> **WORK INSTRUCTIONS**:
Whichever lines include the word "that", copy them as they appear in the data.

> **Dataset excerpts**:
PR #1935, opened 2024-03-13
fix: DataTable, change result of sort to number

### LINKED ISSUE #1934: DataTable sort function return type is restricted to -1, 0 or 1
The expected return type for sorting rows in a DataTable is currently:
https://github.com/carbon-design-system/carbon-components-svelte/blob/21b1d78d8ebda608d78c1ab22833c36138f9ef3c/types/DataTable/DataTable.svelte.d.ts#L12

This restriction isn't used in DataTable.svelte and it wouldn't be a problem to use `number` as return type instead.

...

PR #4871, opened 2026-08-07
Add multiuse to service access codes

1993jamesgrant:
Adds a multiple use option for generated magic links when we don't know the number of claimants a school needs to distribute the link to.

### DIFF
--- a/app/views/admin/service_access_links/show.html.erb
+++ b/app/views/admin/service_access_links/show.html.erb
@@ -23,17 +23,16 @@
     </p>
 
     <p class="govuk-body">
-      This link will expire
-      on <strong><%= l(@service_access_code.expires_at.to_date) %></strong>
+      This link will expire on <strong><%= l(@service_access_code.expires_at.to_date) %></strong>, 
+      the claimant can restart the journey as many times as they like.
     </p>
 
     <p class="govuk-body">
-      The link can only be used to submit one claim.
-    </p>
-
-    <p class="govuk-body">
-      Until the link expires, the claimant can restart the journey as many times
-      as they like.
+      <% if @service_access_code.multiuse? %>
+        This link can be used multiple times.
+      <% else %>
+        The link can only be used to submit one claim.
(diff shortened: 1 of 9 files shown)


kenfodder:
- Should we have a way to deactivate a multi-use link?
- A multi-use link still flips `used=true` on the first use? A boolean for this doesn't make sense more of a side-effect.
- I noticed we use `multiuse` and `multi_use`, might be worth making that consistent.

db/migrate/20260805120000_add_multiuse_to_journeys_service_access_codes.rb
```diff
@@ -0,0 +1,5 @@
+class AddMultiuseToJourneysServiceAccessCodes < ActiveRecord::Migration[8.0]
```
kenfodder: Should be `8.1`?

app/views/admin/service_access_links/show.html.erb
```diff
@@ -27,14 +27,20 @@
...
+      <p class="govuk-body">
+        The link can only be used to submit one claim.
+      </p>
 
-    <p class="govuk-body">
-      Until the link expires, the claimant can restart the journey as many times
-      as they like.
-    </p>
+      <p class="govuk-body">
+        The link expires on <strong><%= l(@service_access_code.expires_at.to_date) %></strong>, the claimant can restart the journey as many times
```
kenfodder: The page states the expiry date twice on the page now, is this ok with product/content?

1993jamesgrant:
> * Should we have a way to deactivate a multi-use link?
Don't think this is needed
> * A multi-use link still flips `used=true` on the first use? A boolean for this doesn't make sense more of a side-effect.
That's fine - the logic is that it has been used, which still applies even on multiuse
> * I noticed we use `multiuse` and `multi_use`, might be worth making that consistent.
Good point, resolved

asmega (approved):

> **RESPONSE**:
- I noticed we use `multiuse` and `multi_use`, might be worth making that consistent.
That's fine - the logic is that it has been used, which still applies even on multiuse
> * I noticed we use `multiuse` and `multi_use`, might be worth making that consistent.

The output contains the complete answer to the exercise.